Frankenstein’s warning and the path forward

Military personnel inside a tactical operations tent analyzing a digital map on a rugged laptop, with one officer pointing at the screen during a mission planning session.

The modernisation of the Defense Acquisition System into the Warfighting Acquisition System gives DOD the tools, authorities, and governance structure needed to avoid the Frankenstein outcome. PAEs now have the authority to enforce interoperability, data standards, modularity, and competition. What is still needed is consistent, disciplined application of that authority across CJADC2 and NGC2.
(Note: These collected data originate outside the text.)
PR #1934, opened 2016-05-02
Initial commit of LLNL Powerman (2.3.24) lost since SFW days (last v2.3)

jimklimov:
I know it is questionable regarding service integration (so I provide the original init-script in `/etc/poweman` data files)... the original OpenSolaris SFW packaging provided even less (see http://pkg.openindiana.org/hipster/manifest/0/system%2Fmanagement%2Fpowerman%402.3%2C5.11-2013.0.0.0%3A20151027T080243Z for legacy details) ;)
In reality, I currently need the libs for NUT to pass "make distcheck" under OpenIndiana.
So please merge fast if there are no fatal flaws, and leave refinement for other loops and hands ;)

### DIFF
--- a/components/sysutils/powerman/Makefile
+++ b/components/sysutils/powerman/Makefile
@@ -1,0 +1,69 @@
+#
+# This file and its contents are supplied under the terms of the
+# Common Development and Distribution License ("CDDL"), version 1.0.
+# You may only use this file in accordance with the terms of version
+# 1.0 of the CDDL.
+#
+# A full copy of the text of the CDDL should have accompanied this
+# source.  A copy of the CDDL is also available via the Internet at
+# http://www.illumos.org/license/CDDL.
+#
+
+#
+# Copyright 2016 Jim Klimov
+#
+
+include ../../../make-rules/shared-macros.mk
+
+COMPONENT_NAME=	powerman
+COMPONENT_VERSION=	2.3.24
+COMPONENT_SUMMARY=	Powerman - power management software ($(COMPONENT_VERSION))
+COMPONENT_DESCRIPTION=	LLNL CHAOS powerman is free UNIX/Linux software that controls (remotely and in parallel) switched power distribution units
+COMPONENT_SRC=	$(COMPONENT_NAME)-$(COMPONENT_VERSION)
+COMPONENT_ARCHIVE=	$(COMPONENT_SRC).tar.gz
+COMPONENT_ARCHIVE_HASH=	\
+  sha256:d2f08ee1383d417ed14438443fefbad4954a3912de8e8e574a21089927eda2a0
+COMPONENT_ARCHIVE_URL=	\
+  https://github.com/chaos/$(COMPONENT_NAME)/archive/$(COMPONENT_VERSION).tar.gz
+COMPONENT_PROJECT_URL=	https://github.com/chaos/powerman
+COMPONENT_FMRI=	system/management/$(COMPONENT_NAME)
+COMPONENT_CLASSIFICATION=	System/Administration and Configuration
+COMPONENT_LICENSE=	GPLv2+
+COMPONENT_LICENSE_FILE=	COPYING
+
+include $(WS_MAKE_RULES)/prep.mk
+include $(WS_MAKE_RULES)/configure.mk
+include $(WS_MAKE_RULES)/ips.mk
+
+
+COMPONENT_PREP_ACTION =	( cd $(SOURCE_DIR) && ./autogen.sh )
+
+COMPONENT_PRE_CONFIGURE_ACTION =	( $(CLONEY) $(SOURCE_DIR) $(@D) )
+
+CONFIGURE_OPTIONS +=	--disable-static
+CONFIGURE_OPTIONS +=	--enable-shared
+
+CONFIGURE_OPTIONS +=	--sysconfdir=/etc
+CONFIGURE_OPTIONS +=	--with-httppower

Industry is aligned with DOD'S objectives. We want to build components that integrate cleanly, iterate rapidly, and scale globally. To do that, we need coherence—not conformity—and standards—not stovepipes. Frankenstein’s lesson is not that innovation is dangerous. It is that innovation without architecture, governance and intentional design can become unmanageable. The Warfighting Acquisition System gives DOD the chance to avoid that fate. Industry stands ready to meet it, if the Department enforces the coherence required to make JADC2 and NGC2 truly joint, truly modular, and truly warfighter-ready.